There, O’Keeffe found new subjects to paint in the sun-bleached animal bones and the rugged mountains that dominate the terrain. Two of her earliest and most celebrated Southwestern paintings—Cow’s Skull: Red, White, and Blue (52.203) and Cow’s Skull with Calico Roses (Art Institute of Chicago) from 1931—exquisitely reproduce a skull’s weathered surfaces, jagged edges, and irregular openings. Rather than signifying death, O’Keeffe said that the bones symbolized the eternal beauty of the desert. Later, she painted fanciful canvases that combined skeletal objects and landscape imagery in the same composition (59.204.2). The results were provocative and unsettling, and the odd juxtapositions and discrepancies in size and scale led some to call these works surreal.
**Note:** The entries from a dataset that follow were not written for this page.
PR #236, opened 2020-11-05
Allow more verbosity when reaching invalid opcode while prologue scan

AntonKrug:
Handle the invalid instructions slightly differently from the ignored/other instructions

- Stop scanning in both cases
- In case of invalid instruction do verbose printf when the 'riscv_debug_unwinder' is set true
- While the ignored/other instructions will stop the scanner quietly no matter what 'riscv_debug_unwinder' is set to

### DIFF
--- a/gdb/riscv-tdep.c
+++ b/gdb/riscv-tdep.c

Between 1943 and 1945, she also explored another variation on the bone theme in her large series of Pelvis pictures, which focused on the contrasts between convex and concave surfaces, and solid and open spaces (61.565.36).

Although the desert bones of New Mexico had initially sparked O’Keeffe’s imagination, it was the region’s majestic landscape, with its unusual geological formations, vivid colors, clarity of light, and exotic vegetation, that held her attention for more than four decades. Often she painted the rocks, cliffs, and mountains in dramatic close-up, just as she had done with her flower subjects. One of her favorite settings was a site she nicknamed the “Black Place” (59.204.1), which she interpreted both panoramically and in tight views emphasizing the ragged juncture of two hills.

O’Keeffe eventually owned two homes north of Santa Fe—the first, her summer retreat at Ghost Ranch, was nestled beneath 700-foot cliffs and looked out to the flat-topped Pedernal in the distance, while the second, used as her winter residence, was in the small town of Abiquiú. While both locales provided a wealth of imagery for her paintings, one feature of the Abiquiú house—the large walled patio with its black door—was particularly inspirational. In more than thirty pictures between 1946 and 1960 (Black Door with Red, Chrysler Museum of Art, Norfolk, Virginia), she reinvented the patio into an abstract arrangement of geometric shapes.

From the 1950s into the 1970s, O’Keeffe traveled widely around the world, making trips to the Far East, Southeast Asia, India, the Middle East, and Europe. Flying in airplanes inspired her last two major series—aerial views of rivers (It Was Blue and Green, Whitney Museum of American Art, New York), and expansive paintings of the sky viewed from just above the clouds (Sky Above Clouds IV, Art Institute of Chicago). In both series, as well as in the later patio door pictures, O’Keeffe increased the size of her canvases, sometimes to mural proportions, reflecting perhaps her newly expanded view of the world. The seven works in her Sky Above Clouds series (1962–65) are the most dramatic of her later years. When in 1965 she successfully translated this motif to a monumental canvas measuring 24 feet in length (with the help of assistants), it was an enormous challenge and a special feat for an artist nearing eighty years of age.

The last two decades of the artist’s life were relatively unproductive as ill health and blindness hindered her ability to work. When she died in 1986 at age ninety-eight, her ashes were scattered over the New Mexico landscape she had loved for more than half a century. Her rich legacy of some 900 paintings has continued to attract subsequent generations of artists and art lovers who derive inspiration from these very American images.